В конце грамоты было сказано, что в «темных и лукавых» делах мужа, боярина Адашева, я не виновна, и все подозрения в царской измене с меня сняты. После внизу стояла подпись некоего дьяка Истомы. Далее — круглая сургучная печать.
Я не разбиралась в том, должен был подписывать царь лично эту бумагу или нет, поэтому подняла глаза на Черкасова и осторожно спросила:
— Это грамота от царя?
— А как же. Царева грамота. Даже не сумневайся, Марфа. Гляди внизу царева печать. Я лично с этой бумагой к царю ходил. Это грамота о том, что ты невиновна, Марфа и все это добро твое.
Кирилл подтвердил мои догадки и что я все верно поняла.
Я начала лихорадочно думать, как «отшить» Черкасова, но так, чтобы он не обиделся и не разозлился.
— Помог мне, спасибо сердечное, Кирилл Юрьевич, — сказала я спокойно и тщательно подбирая слова. — Только пойми: нет у нас с тобой будущего.
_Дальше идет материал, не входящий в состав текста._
PR #355, opened 2023-11-16
fix: Creation time

alainajaffer:


shared-ts/disruptionTypes.zod.ts
```diff
@@ -785,6 +785,13 @@ export const consequenceSchema = z.discriminatedUnion("consequenceType", [
 
 export const MAX_CONSEQUENCES = 15;
 
+const historySchema = z.object({
```
DeannaSharma, line 788: If this is identical to the historySchema that is in `disruption.schema.ts` then we should delete the schema in the `disruption.schema.ts` and update its usages to use the schema in the shared-ts folder to avoid duplicating code.

packages/siri-sx-generator/util/siri.ts
```diff
@@ -63,6 +63,11 @@ export const getPtSituationElementFromSiteDisruption = (
     disruption: Disruption & { organisation: { id: string; name: string } },
 ) => {
     const currentTime = getDate().toISOString();
+    const creationTime = disruption.creationTime
```
DeannaSharma, line 66: I think we should tweak the logic to retrieve the creation time via the value `historyItems` rather than sorting the dates. 

If we consider a disruption to be created when it is published then we should grab the datetime of the historyItem which says "Disruption created and published"

If a disruption requires approval before being published, then at the moment the logic will bring back when a disruption was sent for approval not when it was published.

DeannaSharma: Also as part of this I would create a new enum in `enums.ts` called historyItem and list all the possible options of history item texts and update the strings we pass through so that we know exactly what the value will be.

alainajaffer: done

shared-ts/disruptionTypes.zod.ts
alainajaffer: done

Я замужем, тебе отец никогда не позволит взять меня за себя. Я же полюбовницей твоей не стану никогда. Воспитана я правильно, в понимании греха.
Я вспомнила наставления тётки Агриппины про грехи, потому и сказала Черкасову так, чтобы он понял. Однако боялась, что после моих холодных внушений он рассердится. Но, к удивлению, Кирилл только громко вздохнул и отошёл от меня. Провёл пальцами по буйным волосам, взлохмачивая их.
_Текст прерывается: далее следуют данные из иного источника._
PR #5, opened 2017-10-11
EZP-24699: Enrich policy limitations view with human readable names

adamwojs:
> https://jira.ez.no/browse/EZP-24699
> **Requires merge first**: ~https://github.com/ezsystems/repository-forms/pull/159~ and https://github.com/ezsystems/repository-forms/pull/164

## Description 

This PR makes the values of policy limitations readable to humans. See https://github.com/ezsystems/repository-forms/pull/159 for more details.

zrzut ekranu z 2017-10-11 20-21-51

### DIFF
--- a/src/bundle/Resources/views/admin/policy/list.html.twig
+++ b/src/bundle/Resources/views/admin/policy/list.html.twig
@@ -24,13 +24,20 @@
                 <td>{{ policy.module }}</td>
                 <td>{{ policy.function }}</td>
                 <td>
-                    {% for limitation in policy.limitations %}
-                        {{ limitation.identifier }}
-
-                        ({{ limitation.limitationValues | join(',') }})
-                    {% else %}
-                        No limitations
-                    {% endfor %}
+                    {%- if policy.limitations is not empty -%}
+                        <ul class="list-unstyled">
+                            {%- for limitation in policy.limitations -%}
+                                <li>
+                                    <span class="font-weight-bold" title="{{ 'policy.limitation.identifier_tooltip' | trans({'%identifier%': limitation.identifier}) }}">
+                                        {{ ('policy.limitation.identifier.' ~ limitation.identifier | lower) | trans({}, 'ezrepoforms_policies') }}:
+                                    </span>
+                                    {{ ez_render_limitation_value(limitation) }}
+                                </li>
+                            {%- endfor -%}
+                        </ul>
+                    {%- else -%}
+                        {{- 'policy.limitation.none'|trans -}}
+                    {%- endif -%}
                 </td>
                 <td class="text-right">
                     <a href="{{ path('ezplatform.policy.update', { roleId: role.id, policyId: policy.id }) }}" class="btn btn-info">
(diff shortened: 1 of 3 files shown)


src/bundle/Resources/views/admin/policy/list.html.twig
```diff
@@ -25,9 +25,9 @@
                 <td>{{ policy.function }}</td>
                 <td>
                     {% for limitation in policy.limitations %}
-                        {{ limitation.identifier }}
-
-                        ({{ limitation.limitationValues | join(',') }})
+                        <strong>{{ limitation.identifier }}</strong>:
```
dew326: `<strong>` tag has own meaning, which is "this is more important than other text". I think it's not that case.
I suggest using just `<span>` with css class to bold text.

src/bundle/Resources/views/admin/policy/list.html.twig
```diff
@@ -25,9 +25,9 @@
...
+                        {{ ez_render_limitation_value(limitation) }}
+                        {% if not loop.last %}<br />{% endif %}
```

— Да понимаю я всё, Марфа. Не полоумный же. Но сердцу-то не прикажешь. Тянет меня сюда. В этот дом, к тебе.
Его слова обрадовали меня. Оказывается, не такой он уж наглый и непробиваемый, и всё верно понимал.
— Потому надо тебе поменьше бывать здесь, — начала убеждать его я. — Реже будешь видеть меня, тебе же легче будет. Да и мне спокойнее.
— Права ты, Марфа. Так видать и надо сделать, — он чуть мотнул головой и спросил: — Ты начертала про слуг-то беглых? Как я просил?
— Не стала сама. Побоялась, что ты не разберёшь мои письмена. Ты сам напиши, Кирилл Юрьевич, сделай милость, а я продиктую, — ответила я и тут же осеклась, потому что последнее моё слово вызвало на лице мужчины недоумение. Я тут же поправилась: — Назову тебе всех, я запомнила.
Писать по-старославянски я, естественно, не умела, потому и решила схитрить. Сказать Черкасову, что пишу неразборчиво, и чтобы он сам всё записал.
— Добро, Марфа.
Я быстро позвонила в колокольчик, вызывая кого-то из челяди. Не прошло и минуты, как в горницу вошёл Потап. Я даже удивилась, что он так скоро явился. Слуга извинился, поклонился и осторожно вошёл в светлицу, почему-то в руках держал серебряный поднос.
— Не серчай, хозяйка, я тут пряников да медовухи принёс. Прося велела барина попотчевать, — он прошел дальше и поклонился Черкасову. — Доброго здравия тебе, Кирилл Юрьевич.
Черкасов не ответил ему, только как-то грозно взглянул.
— Поставь на стол, Потап, — велела я, поманив его рукой. — И, будь добр, принеси чернила и бумагу и побыстрее.
— Исполню, хозяйка.
Едва слуга исчез за дверью, как Кирилл нахмурился и произнес:
— Уж больно ты жалостливая и добрая к своей челяди, Марфа. Надо построже с ними быть. А то ведь на голову сядут.
— Позволь, я сама решу, как мне с ними управляться.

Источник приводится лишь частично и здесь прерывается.